▶ PROMPT
From the line below that contains "How often can" to the line that contains "This solves my", repeat every line exactly, both ends included, and nothing else.

[Stored data]

....

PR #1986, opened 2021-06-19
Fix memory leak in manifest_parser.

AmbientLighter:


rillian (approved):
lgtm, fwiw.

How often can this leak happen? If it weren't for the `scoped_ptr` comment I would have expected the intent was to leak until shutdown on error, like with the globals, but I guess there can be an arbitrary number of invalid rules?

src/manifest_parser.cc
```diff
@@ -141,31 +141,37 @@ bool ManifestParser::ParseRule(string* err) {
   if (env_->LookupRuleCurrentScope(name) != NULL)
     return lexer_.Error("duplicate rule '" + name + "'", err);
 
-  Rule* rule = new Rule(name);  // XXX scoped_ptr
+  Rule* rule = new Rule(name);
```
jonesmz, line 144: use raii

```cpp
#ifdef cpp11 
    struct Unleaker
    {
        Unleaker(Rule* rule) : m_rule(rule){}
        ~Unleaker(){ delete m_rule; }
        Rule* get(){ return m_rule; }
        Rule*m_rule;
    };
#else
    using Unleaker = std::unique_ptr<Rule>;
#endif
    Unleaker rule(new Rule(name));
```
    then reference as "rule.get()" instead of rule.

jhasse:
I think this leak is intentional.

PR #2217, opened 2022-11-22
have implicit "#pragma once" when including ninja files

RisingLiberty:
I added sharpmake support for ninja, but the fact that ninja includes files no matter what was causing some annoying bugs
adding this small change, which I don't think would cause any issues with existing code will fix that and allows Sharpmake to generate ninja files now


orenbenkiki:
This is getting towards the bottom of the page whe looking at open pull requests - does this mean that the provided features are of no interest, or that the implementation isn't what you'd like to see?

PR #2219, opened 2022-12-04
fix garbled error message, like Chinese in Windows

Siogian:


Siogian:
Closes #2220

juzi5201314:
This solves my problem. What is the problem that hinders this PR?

....

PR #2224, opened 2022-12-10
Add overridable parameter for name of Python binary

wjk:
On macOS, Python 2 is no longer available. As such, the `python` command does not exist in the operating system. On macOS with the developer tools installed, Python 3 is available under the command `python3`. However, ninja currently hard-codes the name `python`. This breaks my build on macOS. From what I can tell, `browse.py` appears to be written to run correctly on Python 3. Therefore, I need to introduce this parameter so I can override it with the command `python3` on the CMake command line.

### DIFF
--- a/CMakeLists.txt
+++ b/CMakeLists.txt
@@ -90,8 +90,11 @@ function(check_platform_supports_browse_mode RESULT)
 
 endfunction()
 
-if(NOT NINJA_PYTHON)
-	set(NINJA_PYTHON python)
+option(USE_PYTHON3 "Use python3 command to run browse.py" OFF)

....

▶ OUTPUT FOR THIS TASK
How often can this leak happen? If it weren't for the `scoped_ptr` comment I would have expected the intent was to leak until shutdown on error, like with the globals, but I guess there can be an arbitrary number of invalid rules?

src/manifest_parser.cc
```diff
@@ -141,31 +141,37 @@ bool ManifestParser::ParseRule(string* err) {
   if (env_->LookupRuleCurrentScope(name) != NULL)
     return lexer_.Error("duplicate rule '" + name + "'", err);
 
-  Rule* rule = new Rule(name);  // XXX scoped_ptr
+  Rule* rule = new Rule(name);
```
jonesmz, line 144: use raii

```cpp
#ifdef cpp11 
    struct Unleaker
    {
        Unleaker(Rule* rule) : m_rule(rule){}
        ~Unleaker(){ delete m_rule; }
        Rule* get(){ return m_rule; }
        Rule*m_rule;
    };
#else
    using Unleaker = std::unique_ptr<Rule>;
#endif
    Unleaker rule(new Rule(name));
```
    then reference as "rule.get()" instead of rule.

jhasse:
I think this leak is intentional.

PR #2217, opened 2022-11-22
have implicit "#pragma once" when including ninja files

RisingLiberty:
I added sharpmake support for ninja, but the fact that ninja includes files no matter what was causing some annoying bugs
adding this small change, which I don't think would cause any issues with existing code will fix that and allows Sharpmake to generate ninja files now


orenbenkiki:
This is getting towards the bottom of the page whe looking at open pull requests - does this mean that the provided features are of no interest, or that the implementation isn't what you'd like to see?

PR #2219, opened 2022-12-04
fix garbled error message, like Chinese in Windows

Siogian:


Siogian:
Closes #2220

juzi5201314:
This solves my problem. What is the problem that hinders this PR?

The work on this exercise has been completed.